There just isn’t much the federal government can do here. Zoning laws and permits are mostly set at the state and local levels. Modernizing local codes and taking on NIMBY (Not In My Back Yard) activists in city council meetings is a city-by-city project for which presidential candidates can’t take credit.

Harris’ rent control proposals are about virtue signaling, not substance. On an issue with little federal role, Harris is letting voters know she still hears their problems and wants to do something about it. That is a good message, but Harris supporters should not be defending price controls on the merits.

There are a few things the federal government can do. It can speed up federally required environmental reviews, which can average 4.5 years to complete before construction may begin. Removing tariffs on building supplies like steel and lumber can save thousands of dollars on homebuilding costs.

Instead of those helpful things, the administration is up to something else highly unhelpful.

The Justice Department has sued RealPage, which uses AI technology to comb through comparable real estate listings in various markets and suggest rents to landlords. This price-fixing lawsuit will do nothing to increase the housing supply.

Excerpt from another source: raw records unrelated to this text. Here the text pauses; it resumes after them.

PR #189, opened 2020-12-25
Test that issue #157 is fixed

### LINKED ISSUE #157: ResponseWriter.SetResponse does not work with empty reader
This does lead to an EOF

    w.SetResponse(codes.Created, msg.AppCBOR, bytes.NewReader([]byte{}))

To produce an empty payload one has to call

    w.SetResponse(codes.Created, msg.AppCBOR, nil)

either the first case should just work, or the usage should be documented on the `SetResponse` method.

Niondir:
Fixed #157

The issue was fixed somewhere already. I added a Test that fails with Tag v2.0.4 but works now, to ensure it stays fixed in future.

### DIFF
--- a/udp/client_test.go
+++ b/udp/client_test.go
@@ -55,6 +55,15 @@ func TestClientConn_Get(t *testing.T) {
 			wantPayload:       []byte("b"),
 		},
 		{
+			name: "ok-empty",
+			args: args{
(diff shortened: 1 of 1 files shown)


jkralik (approved):
Thx! 👍

PR #190, opened 2020-12-26
Deduplicate messages with the same message ID for UDP

### LINKED ISSUE #156: Are ACKs for Confirmable requests and message deduplication handled by this library?
Hi,
I cant find any information about this.

I know the old version of this library did not automatically sent ACK responses. Also request deduplications based on messageIDs for retries had to be done in the app. Is this still required?

Niondir:
Fixes #156

As described in RFC 7252 4.5. Message Deduplication

- Handlers are only called once per received message id
- Responses are cached for EXCHANGE_LIFETIME = 247s (due to RFC 7252)
- Parallel handling of the same message ID is avoided to ensure propper caching
- Removed redundant setting of message ID and Type in func (cc *ClientConn) do(...)
- Fixed an error formatting mistake in connUDP.go

### DIFF
--- a/udp/client/clientconn.go
+++ b/udp/client/clientconn.go
@@ -8,6 +8,7 @@ import (
 	"sync/atomic"
 	"time"
 
+	"github.com/patrickmn/go-cache"
 	"github.com/plgd-dev/go-coap/v2/message"
 	"github.com/plgd-dev/go-coap/v2/net/blockwise"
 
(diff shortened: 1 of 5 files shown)


udp/client/clientconn.go
```diff
@@ -111,8 +117,7 @@ func (cc *ClientConn) do(req *pool.Message) (*pool.Message, error) {
 		return nil, fmt.Errorf("invalid token")
 	}
 
-	req.SetMessageID(cc.getMID())
-	req.SetType(udpMessage.Confirmable)
```
jkralik, line 115: These lines was mainly used for first request (GET/POST/...) and blockwise transfer. So if you remove them blockwise transfer sends NonConfirmable messages. So I want to suggest to move removing lines to next PR #191 and solve the issue there.

Niondir: Makes sense. I leave it to #191 where CON messages are getting the default for new messages.

jkralik (approved):

PR #192, opened 2020-12-27
Allow client to send non-confirmable messages

### LINKED ISSUE #191: Allow to send non confirmable requests via UDP
In `udp/client/clientconn.go` all messages are set to "Confirmable"

See:
```
func (cc *ClientConn) writeMessage(req *pool.Message) error {
	req.SetMessageID(cc.getMID())
	req.SetType(udpMessage.Confirmable)
```

I don't see the reason why. It removes the ability to send non confirmable messages via UDP.

When just removing the line `req.SetType(udpMessage.Confirmable)` at least some tests are failing. Seems like the client can't deal with not getting any response and should return `nil` rather than time out.

Niondir:
Fixes #191

- Non-confirmable requests are getting Non-confirmable responses by default
- Mux Message has IsConfirmable field for handler
- Blockwise transfer is keeping UDP message types
- ClientConn midHandlerContainer is only used for CON messages
- Non-confirmable requests are never re-transmitted
- The default type for new messages is Confirmable for backwards compatibility
- Added related testcases and asserts

### DIFF
--- a/net/blockwise/blockwise.go
+++ b/net/blockwise/blockwise.go
@@ -4,7 +4,6 @@ import (
 	"bytes"
 	"context"
 	"fmt"
-	udpPool "github.com/plgd-dev/go-coap/v2/udp/message/pool"
 	"io"
 	"sync"
 	"time"
@@ -15,6 +14,7 @@ import (
 	"github.com/patrickmn/go-cache"
 	"github.com/plgd-dev/go-coap/v2/message"
 	"github.com/plgd-dev/go-coap/v2/message/codes"
+	udpMessage "github.com/plgd-dev/go-coap/v2/udp/message"
 )
 
 // Block Opion value is represented: https://tools.ietf.org/html/rfc7959#section-2.2
@@ -114,6 +114,13 @@ type Message interface {
 	SetBody(r io.ReadSeeker)
 	SetSequence(uint64)
 	String() string
+}
+
+// hasType enables access to message.Type for supported messages
+// Since only UDP messages have a type
+type hasType interface {
+	Type() udpMessage.Type
+	SetType(t udpMessage.Type)
 }
 
 // EncodeBlockOption encodes block values to coap option.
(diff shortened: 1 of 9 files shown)


net/blockwise/blockwise.go
```diff
@@ -4,6 +4,7 @@ import (
 	"bytes"
 	"context"
 	"fmt"
+	udpPool "github.com/plgd-dev/go-coap/v2/udp/message/pool"
```
jkralik, line 7: This is ugly. It will be better when we move github.com/plgd-dev/go-coap/v2/udp/message/type.go to ithub.com/plgd-dev/go-coap/v2/message/types/type.go and extends the Message interface about SetType and Type functions (for tcp it do will be do nothing) and for UDP it will be proper used.
What do you think ?

Niondir: Was thinking the same. Maybe even a new interface just for the "Type" thing.
I just don't wanted to change the generic message package. I will update the PR to avoid the dependency to the UDP package here.

Niondir: I would move it to `github.com/plgd-dev/go-coap/v2/message/type.go`

Niondir: Any specific reasons for a separate `types` package? I would keep the number of packages lower and just put it to `.../go-coap/v2/message/type.go`

I can see that `codes` have their own package. Whats the motivations?

jkralik: `types` directly doesn't belongs to common message (`go-coap/v2/message`). Maybe you can leave it in `github.com/plgd-dev/go-coap/v2/udp/message` and import that package.

Sure I m ok with simple interface `Type`

Niondir: It's a question of what the expected scope of `go-coap/v2/message` is. 

I moved it back, but are using the interface now.

BTW thanks for invinting me to the project. I would still leave the actual merging to you.

jkralik: I m happy from with your contribution 👍

jkralik (approved):
Just resolve conflict and you can merget it. Thx

PR #193, opened 2020-12-28
Allow to set UDP ClientConn timing parameters

### LINKED ISSUE #180: Anyone opposed to a methos to adjust the retransmit timers and counters on a connection
Hello,

I have an IoT use case where the server is in the cloud, devices connect and I extract the client connection to talk back to the device.  I need to be able to tweak the retransmit timers and counters on that connection (based on data stored in my server).  Currently the values in the ClientConn are private, so I would like to expose them with a simple method...

Any objections?  I can create a pull request...

Niondir:
Fixes #180 

Adds SetTransmissionNStart, SetTransmissionAcknowledgeTimeout, SetTransmissionMaxRetransmit

It's not threadsafe, do we needs an additional Mutex and "safe" methods for using the values?

### DIFF
--- a/go.mod
+++ b/go.mod
@@ -6,6 +6,7 @@ require (
 	github.com/pion/dtls/v2 v2.0.1-0.20200503085337-8e86b3a7d585
 	github.com/plgd-dev/kit v0.0.0-20200819113605-d5fcf3e94f63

It could actually keep rents higher for longer. RealPage’s algorithm brings price signals to markets faster than going through listings manually. If housing supplies do increase and rents go down, it will take longer to show up in market prices without algorithmic help, and landlords will collect higher rents for longer than if RealPage were allowed to operate.

Republicans are no better. Donald Trump’s proposed 20 percent across-the-board trade tariff would cause at least as much damage as Harris’ price controls. New tariffs would pile onto existing steel and lumber tariffs.

Both parties have identified the right problem — rising prices — but have proposed the wrong solutions. Our best hope is that these Harris and Trump policy promises are empty campaign rhetoric.